Auto-trigger failures are logged but do NOT bubble up — the chat continues against the original (now-uncompacted) session and the upstream may surface its own context-overflow error if it really busts. This is intentional: a transient summary-model issue should not break user-facing chat. Switch to compact_strategy: manual to disable the auto-trigger entirely while keeping the explicit POST /compact endpoint available.
Token-estimate caveat: the gate uses a conservative chars / 4 heuristic, not real tokens. It tends to over-count for English-heavy prose (real ratio ≈ 4.3) and under-count for very token-dense content (long URLs, code, structured-output). The 80 % threshold leaves enough headroom that mis-estimates of ±20 % do not bust the upstream.
Recursion-protection
Every /a1 call propagates SPASS-Caller-Depth (default 0). The handler increments before issuing the rig self-call. Depth ≥ 3 hard-fails with recursion_depth_exceeded — defensive guard against any future flow that could form an /a1 → /v1 → /a1 chain.
Audit-trail correlation
Every /v1 sub-call carries SPASS-Parent-Request-Id = outer /a1 request_id in audit.jsonl.
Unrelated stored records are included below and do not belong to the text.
PR #997, opened 2023-10-09
fix: safari focus

jadutter:
## Description
- Improve accessibility
    - adjusted how focus is handled when the modal opens and closes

Reconstruct a call-tree:
jq -c "select(.fields.parent_request_id == \"<outer-rid>\")" \
/home/dietmar/dgx-llm/data/audit/audit.jsonl.YYYY-MM-DD
Cost aggregation
The /a1-outer response carries summed SPASS-Cost-{Eur,Usd,Source,...} headers across all sub-calls (Cut 2.7). A debug header SPASS-Cost-Sub-Calls reports the count.
HTTP/1.1 200 OK
spass-cost-eur: 0.02
spass-cost-usd: 0.02
spass-cost-source: upstream
spass-cost-sub-calls: 1
See /docs/response-headers for the full Cost-V2 spec.